Wednesday, November 28, 2012

Nightmares

    Although nightmares represent only a small percentage of children’s dreams, they may seem more prevalent than is actually the case if they frighten your young sleeper into waking, crying and rousing the entire household. Researchers believe that all children have bad dreams, probably beginning in their second year, but that the earliest such dreams are infrequent and very simple. A two –year –old, for example, may relive a frightening experience such as getting stung by a bee.


     Nightmares are more commonly experienced by children from three to six years of age. Fevers and certain types of medication sometimes provoke scary dreams, but in most cases nightmares are brought on by the fears and other normal emotional concerns that arise from the developmental changes of early childhood. For example, a three year-old child struggling with new found feelings of anger and aggression may project these negative feelings as frightening imaginary monsters that threaten him in dreams. Certain stressful experiences can cause daytime feelings of jealousy and rebellion that may surface during sleep as nightmares. A youngster who has a new brother or sister may find that his hostile feelings toward the baby are turned in upon himself in his dreams.

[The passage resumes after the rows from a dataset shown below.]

PR #6434, opened 2021-06-19
fix(Core/ScriptsMgr): correct hooks name

Winfidonarleyan:
## Changes Proposed:
- Added `virtual` for `CanSendJoinMessageArenaQueue` and `CanSendExitMessageArenaQueue`
- Rename `CanExitJoinMessageArenaQueue` to `CanSendExitMessageArenaQueue`

PR #7136, opened 2021-07-27
Add "OnBeforeFinalizePlayerWorldSession" Hook.

kaytotes:
I'm working on a module where I need to ensure that the clients cache has been invalidated. This can currently of course be done via the `worldserver.conf` however in my case I need to do this with some logic attached that wouldn't fit in to the core very well. I figure this is exactly the use case for adding a new hook so decided to do so. 

I plan on adding a variety of other hooks so i'm starting with something short and sweet to learn the process of contributing to AC.

If i've missed somewhere I need to update to add documentation please let me know.

## Changes Proposed:
-  Adds a `OnBeforeFinalizePlayerWorldSession` to the `WorldScript`.
- Refactor some parts of login and queue popping to avoid duplication.

## Issues Addressed:
- None

## SOURCE:
- None

## Tests Performed:
- Login (with and without queue)
- Compiled with Visual Studio 16 2019
- Added a world script that implements the function eg

```cpp
void MyWorldScript::OnBeforeFinalizePlayerWorldSession(uint32 &version)
{
    sLog->outError("Before Cache Adjustment: %u", version);

    version = sProgression->GetCurrentPatch();

    sLog->outError("After Cache Adjustment: %u", version);
}
```

## How to Test the Changes:

1. Add a custom module from the `skeleton-module` https://github.com/azerothcore/skeleton-module
2. Add a world script with the new hook. 
3. Login to test hook has fired.

- [ ]
- [ ]


Winfidonarleyan:
Look https://github.com/azerothcore/azerothcore-wotlk/pull/6434#issuecomment-864417518

FrancescoBorzi:
@kaytotes welcome to AzerothCore and thanks for your contribution! I hope it will be the first of several!

@Yehonal can you please have a look at this?

Yehonal:
The PR looks good, although I see some duplicated code that maybe can be generalized with an inline function

Yehonal:
I would suggest you to create a function like: `finalizePlayerWorldSession()` with these instruction inside:

```
        uint32 cacheVersion = sWorld->getIntConfig(CONFIG_CLIENTCACHE_VERSION);
        sScriptMgr->OnBeforeFinalizePlayerWorldSession(cacheVersion);
        session->SendAddonsInfo();
        session->SendClientCacheVersion(cacheVersion);
        session->SendTutorialsData();
```

And the hook name also becomes `OnBeforeFinalizePlayerWorldSession` instead.

WDYT?

kaytotes:
@Yehonal I agree i'd be happy to make those changes.

src/server/game/World/World.cpp
```diff
@@ -3477,3 +3474,13 @@ uint32 World::GetNextWhoListUpdateDelaySecs()
...
+
+void World::FinalizePlayerWorldSession(WorldSession* session)
+{
+    uint32 cacheVersion = sWorld->getIntConfig(CONFIG_CLIENTCACHE_VERSION);
+    sScriptMgr->OnBeforeFinalizePlayerWorldSession(cacheVersion);
+
+    session->SendAddonsInfo();
+    session->SendClientCacheVersion(cacheVersion);
+    session->SendTutorialsData();
+}
```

    He may envision beings chased by someone big and threatening, or being left alone by the side of a desolate highway. These nightmares seem utterly real to children and often cause them to awake in a panic. It rarely will soothe a child to tell her that a nightmare was not real or that it was only a dream. Real or not, it genuinely frightened your child, and she needs your sympathy and support. The best thing you can do is to hold her close and talk to her in a calm, reassuring tone of voice. Let the youngster know that you will always take care of her and protect her. Stay with her if she is afraid to go to sleep. It is not wise to make a habit of lying down with the child or taking her to your bed. But sometimes a story, favorite toy or simply a night light will help the youngster get back to sleep.


     With older children, it sometimes helps to talk about the dream the day after. You might encourage a five or six year old child to act out the drama and to think of ways to overcome the things that frightened her. Though this may not alleviate the specific fear that caused the bad dream, it may reduce the child’s anxiety about nightmares.